As for the so-called “patsy,” Oswald, Nelson added: “He was a US intelligence asset” who worked for both the CIA and FBI and had close ties to the Mob.

It’s worth noting, too, that from 1963 to 1993, “21 witnesses with first-hand knowledge of the Kennedy assassination were murdered.” (6)

Nelson maintained Johnson was one of the key “plotters of JFK’s death.” His supposed evidence, like others, is mostly circumstantial, speculative, hearsay and falls far short of proving that critical point. There is no smoking gun!

However, Nelson arguments about LBJ orchestrating the cover-up and having “prior knowledge” of the assassination are much stronger in his book and also supported by other sources.
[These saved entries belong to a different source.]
PR #6874, opened 2022-07-18
Make sure that cupy (array-api) Array objects can be composed using asarray

### LINKED ISSUE #6367: `cupy.array_api.asarray` doesn't work with list of arrays
### Description

CuPy's Array API module doesn't work with lists of arrays, while the main CuPy namespace works fine. `numpy.array_api` also works fine for this usecase.

### To Reproduce

```py
In [1]: import cupy.array_api as xp

In [2]: xp.asarray([xp.ones(5), xp.ones(5)])
<ipython-input-3-2681967f8885> in <module>
----> 1 xp.asarray([xp.ones(5), xp.ones(5)])

~\mambaforge\envs\scipy-cupy\lib\site-packages\cupy\array_api\_creation_functions.py in asarray(obj, dtype, device, copy)
     81     try:
     82         runtime.setDevice(device.id)
---> 83         res = np.asarray(obj, dtype=dtype)
     84     finally:
     85         runtime.setDevice(prev_device)

~\mambaforge\envs\scipy-cupy\lib\site-packages\cupy\_creation\from_data.py in asarray(a, dtype, order)
     74
     75     """
---> 76     return _core.array(a, dtype, False, order)
     77
     78

cupy\_core\core.pyx in cupy._core.core.array()

cupy\_core\core.pyx in cupy._core.core.array()

cupy\_core\core.pyx in cupy._core.core._array_default()

ValueError: Unsupported dtype object
```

Let me finish with a line from Col. Wilson’s excellent book, which I believe says it all about how complicated this murder plot was: “A lot of people breathed sighs of relief when Jack Kennedy died.
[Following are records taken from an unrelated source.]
PR #6799, opened 2022-06-22
Utilize CUDA Enhanced Compatibility in all wrappers

kmaehashi:
This PR completes the support of CUDA Enhanced Compatibility in CuPy.

Using the mechanism introduced in #6730, this PR lazy loads all symbols added in CUDA 11.2 or later.
This should allow CuPy built with any of CUDA 11.2+ to run on any of CUDA 11.2+.

PR #6879, opened 2022-07-19
Remove proxy functions for softlink

kmaehashi:
This reduces the code needed to support new CUDA APIs.

Follows-up #6730 and #6799.


cupy_backends/cuda/_softlink.pxd
```diff
@@ -1,5 +1,7 @@
+ctypedef int (*func_ptr)(...) nogil  # NOQA
```
leofang, line 1: This is great 👍

emcastillo (approved):
Neat

PR #6894, opened 2022-07-25
Fix `XFAIL` for `tests/cupyx_tests/scipy_tests/sparse_tests/test_coo.py` when `scipy>=1.9.0rc2`

emcastillo:


kmaehashi:
The fix is in SciPy 1.9.0 https://github.com/scipy/scipy/pull/15235

PR #6898, opened 2022-07-25
Document matmul supports out

### LINKED ISSUE #6870: matmul with out=in doesn't raise an exception
Hello, sorry if I'm not following a template but I don't really have time. Just a quick remark to say that in the doc of cupy.matmul:

https://docs.cupy.dev/en/stable/reference/generated/cupy.matmul.html

there's a note "The out array as input is currently not supported.". Indeed I tried it and it doesn't give the right result, but I'm surprised I was able to try it without getting any exception or at least warning. I think this is a bit dangerous...

Thanks,

Camille

toslunar:
Fix #6870.


asi1024 (approved):

asi1024:
CI failure looks unrelated.

PR #6889, opened 2022-07-22
Update install instructions on README

kmaehashi:
**MERGE THIS JUST BEFORE v11 RELEASE.**
Depends on #6888.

If you just want to read only one book on this complex subject matter, in which “Deep State” is also exposed, I highly recommend Wilson’s “JFK: An American Coup D’etat.” It’s an easy read, gets the job done, and cuts to the chase on all of the issues.

Read more on Kennedy on the Post-Examiner archives.

Footnotes:

  1. “The Man Who Killed Kennedy: The Case Against LBJ,” Roger Stone with Mike Colapietro; and “Deep Politics and the Death of JFK,” by Peter Dale Scott
  2.  “LBJ: The Mastermind of the JFK Assassination.”
  3.  “JFK-911: 50 Years of Deep State” by Laurent Guyenot; and “JFK: An American Coup D’etat and The Truth Behind the Kennedy Assassination,” by Colonel John H. Wilson
  4.  Incidentally, Nelson also has a riveting book out on the Israeli attempt to sink the USS Liberty, on June 8, 1967, titled, “Remembering the Liberty: Almost Sunk by Treason on the High Seas.” He spotlights LBJ’s supposed role in that controversy.
  5. Stone also has a separate chapter, captioned “Liberty,” in his book detailing LBJ’s alleged complicity in the Israeli attack on the USS Liberty.